2 G of potassium would reacts with 5 G of oxygen according to the law of conservation of mass how many grams of potassium oxide will be produced

To answer this question, we need to know the molar masses of potassium (K) and oxygen (O).

The molar mass of potassium is approximately 39.10 g/mol.
The molar mass of oxygen is approximately 16.00 g/mol.

According to the law of conservation of mass, the mass of the reactants (potassium and oxygen) should be equal to the mass of the products (potassium oxide).

To find out how many grams of potassium oxide will be produced, we need to determine the limiting reactant. We can do this by converting the masses of potassium and oxygen to moles.

Moles of potassium (K):
2g K * (1 mol K / 39.10 g K) = 0.051 mol K

Moles of oxygen (O):
5g O * (1 mol O / 16.00 g O) = 0.313 mol O

Based on the balanced equation, the mole ratio between potassium and oxygen in the reaction is 4:1. Therefore, we can see that the 0.051 mol of potassium would require 0.051 mol O * (1 mol K / 4 mol O) = 0.013 mol K.

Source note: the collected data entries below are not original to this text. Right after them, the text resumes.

PR #612, opened 2026-03-01
fix: add explicit radix to all parseInt calls

ashsolei:
## Summary

Add explicit radix parameter (`10`) to all `parseInt()` calls that were missing it across the codebase.

## Problem

Without an explicit radix, `parseInt` defaults to base 10 for decimal strings but can misparse strings with leading zeros as octal in older engines. Missing the radix parameter also violates ESLint's `radix` rule.

## Changes

16 `parseInt()` calls updated across 8 source files:

| File | Occurrences | Context |
|------|-------------|---------|
| `src/utils/n8n-errors.ts` | 1 | `retry-after` header parsing |
| `src/mcp/server.ts` | 1 | Array index notation parsing |
| `src/scripts/fetch-templates.ts` | 2 | `METADATA_LIMIT` and `OPENAI_BATCH_SIZE` env vars |
| `src/http-server.ts` | 2 | `PORT` env var |
| `src/http-server-single-session.ts` | 3 | `PORT`, `AUTH_RATE_LIMIT_WINDOW`, `AUTH_RATE_LIMIT_MAX` |
| `src/services/node-documentation-service.ts` | 1 | Version number extraction |
| `src/templates/batch-processor.ts` | 1 | Template ID parsing |
| `src/templates/metadata-generator.ts` | 3 | Template ID parsing |

Note: `http-server-single-session.ts:113` (sessionTimeout) already had the radix parameter and was not modified.

## Testing

Pure mechanical change — adds `, 10` to each call. No behavioral difference for valid decimal inputs. Prevents potential misparse of zero-prefixed strings.

### DIFF
--- a/src/http-server-single-session.ts
+++ b/src/http-server-single-session.ts
@@ -837,10 +837,7 @@ export class SingleSessionHTTPServer {
     
     // Root endpoint with API information
     app.get('/', (req, res) => {
-      const port = parseInt(process.env.PORT || '3000');
-      const host = process.env.HOST || '0.0.0.0';
-      const baseUrl = detectBaseUrl(req, host, port);
-      const endpoints = formatEndpointUrls(baseUrl);
+      const port = parseInt(process.env.PORT || '3000', 10);
       
       res.json({
         name: 'n8n Documentation MCP Server',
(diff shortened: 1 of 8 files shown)


ashsolei:

PR #613, opened 2026-03-01
fix: remove debug console.logs and use logger in library modules

ashsolei:
## Summary

Remove leftover debug `console.log` statements and replace bare `console.log`/`warn`/`error` calls with the project's `logger` utility in library modules.

## Problem

- `config-validator.ts` contained 3 leftover `console.log('DEBUG: ...')` statements inside a conditional block. In stdio mode, any direct `console.log` output corrupts the JSON-RPC transport stream.
- `docs-mapper.ts` and `node-loader.ts` used bare `console.log`/`warn`/`error` for operational logging instead of the project's `logger` utility, which properly suppresses output in stdio mode via the `MCP_MODE` environment variable check.

## Changes

| File | Change |
|------|--------|
| `src/services/config-validator.ts` | Removed 3 `console.log('DEBUG: ...')` statements and their containing conditional block |
| `src/mappers/docs-mapper.ts` | Replaced 4 `console.log` calls with `logger.warn`/`logger.debug` |
| `src/loaders/node-loader.ts` | Replaced 7 `console.log`/`warn`/`error` calls with `logger.info`/`debug`/`warn`/`error` |

## Testing

- The `logger` utility is already well-tested and used throughout the codebase (18+ existing imports)
- In stdio mode: logger suppresses all output, preventing JSON-RPC corruption
- In HTTP mode: logger suppresses output during active MCP requests
- In rebuild/validate scripts: logger outputs normally since `MCP_MODE` is not set

### DIFF
--- a/src/loaders/node-loader.ts
+++ b/src/loaders/node-loader.ts
@@ -1,4 +1,5 @@
 import path from 'path';
+import { logger } from '../utils/logger';
 
 export interface LoadedNode {
   packageName: string;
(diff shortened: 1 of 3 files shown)


ashsolei:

Since we have more moles of oxygen (0.313 mol) than the stoichiometric requirement for 0.051 moles of potassium (0.013 mol), oxygen is in excess and potassium is the limiting reactant.

Now, let's calculate the moles of potassium oxide produced.

Moles of potassium oxide (K2O):
0.051 mol K * (1 mol K2O / 2 mol K) = 0.0255 mol K2O

Finally, we can convert the moles of potassium oxide to grams.

Mass of potassium oxide:
0.0255 mol K2O * (94.20 g K2O / 1 mol K2O) = 2.40 g K2O

Therefore, according to the law of conservation of mass, 2 grams of potassium would react with 5 grams of oxygen to produce 2.40 grams of potassium oxide.